India’s commercial airlines were to cease domestic flights from midnight Tuesday, a civil aviation ministry spokesman said, the latest country to impose tight air travel restrictions. Cargo flights were exempt from the order.
Australia and New Zealand both warned against non-essential domestic travel. Hong Kong, Singapore and Taiwan took steps to ban foreign transit passengers.
The UAE, home to major carriers Emirates [EMIRA.UL] and Etihad Airways, said it would suspend all passenger flights and airport transit for two weeks to help rein in the virus.
The UAE’s decision takes effect in 48 hours, with cargo and emergency evacuation flights exempted. Emirates responded by saying it would temporarily suspend all passenger services for two weeks from March 25.
Singapore Airlines (SIAL.SI) grounded most of its fleet after the Asian city-state banned entry or transit by short-term visitors on Sunday.
“This is the greatest challenge in the SIA Group’s existence,” Chief Executive Goh Choon Phong said in a memo to staff. The CEO is, for his part, taking a 30% salary cut from the start of April .
The airline normally relies on connecting passengers from markets such as Australia to Europe and India to North America through its Singapore hub.
Taiwan announced similar travel curbs that will hit China Airlines Ltd (2610.TW) and EVA Airways Corp (2618.TW), which have marketed Taipei as a convenient and affordable transit airport, competing with Hong Kong and Singapore.
In the southern hemisphere, Qantas Airways Ltd (QAN.AX), Virgin Australia Holdings Ltd (VAH.AX) and Air New Zealand Ltd (AIR.NZ) were re-examining schedules after their governments advised against non-essential domestic travel.

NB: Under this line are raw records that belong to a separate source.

PR #306, opened 2015-10-01
Fix for windows without terminal services

grbd:
Under the version of windows 7 I was using (Home Premium)
d=os.environ.get("SESSIONNAME") resolves to "Console" instead of None
since terminal services isn't part of this version of windows this then leaves to the failure of the command "query session"


grbd:
Just to mention I can confirm this works under Windows 7 Home Premium

mgmax:
unfortunately, "Console" is also the output if you are running terminal services and are at the physically connected screen of the machine. Could you just write a check to see if "query session" fails?

grbd:
I've amended the pull request, but it seems to be pulling in other commits now
I'll close then re-open it after merging

mgmax:
you can always force-push to 'overwrite' the branch you have submitted as a pullrequest.
But be careful as any forced operation may 'delete' data. If you know git well enough, you don't really need to care because you can always restore old stuff from the reflog.

grbd:
I did do a force push after amending the commit, but for some reason the pull request then decided to pull in other commits that had arrived after the commit I'd added at the same time

PR #309, opened 2015-10-05
Editable Job Name

jnweiger:
The Zing lasercutter only shows the first 16 characters of a job name.
The 'ink_ext' prefix or filename are sometimes insufficient to clearly
distinguish jobs when navigating the job history on the lasercutter.
Especially, when the same object is sent multiple times with different
visicut-settings (engrave, cut, ...) it would be great, to give descriptive names, what the change was.

This commit provides a way for the user to add a short memonic text information
to the job name.

This helps for later retrieval from the job history and also
when multiple users send jobs with possibly similar jobs names.

### DIFF
--- a/src/com/t_oster/visicut/gui/MainView.java
+++ b/src/com/t_oster/visicut/gui/MainView.java
@@ -1658,7 +1658,6 @@ public class MainView extends javax.swing.JFrame
     this.calculateTimeButton.setVisible(estimateSupported);
     this.timeLabel.setVisible(estimateSupported);
     this.jLabel10.setVisible(estimateSupported);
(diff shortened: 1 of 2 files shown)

Regional Express Holdings Ltd (REX) (REX.AX), which serves remote Australian towns, said it would shut all operations, except some subsidized routes, from April 6, unless governments quickly expressed a willingness to underwrite its losses.
In mainland China, domestic capacity has been rising as some internal curbs are eased, but there are concerns that passengers on international flights could re-import the virus.
China’s aviation regulator said all international flights due to arrive in the capital will be diverted to other airports from Monday.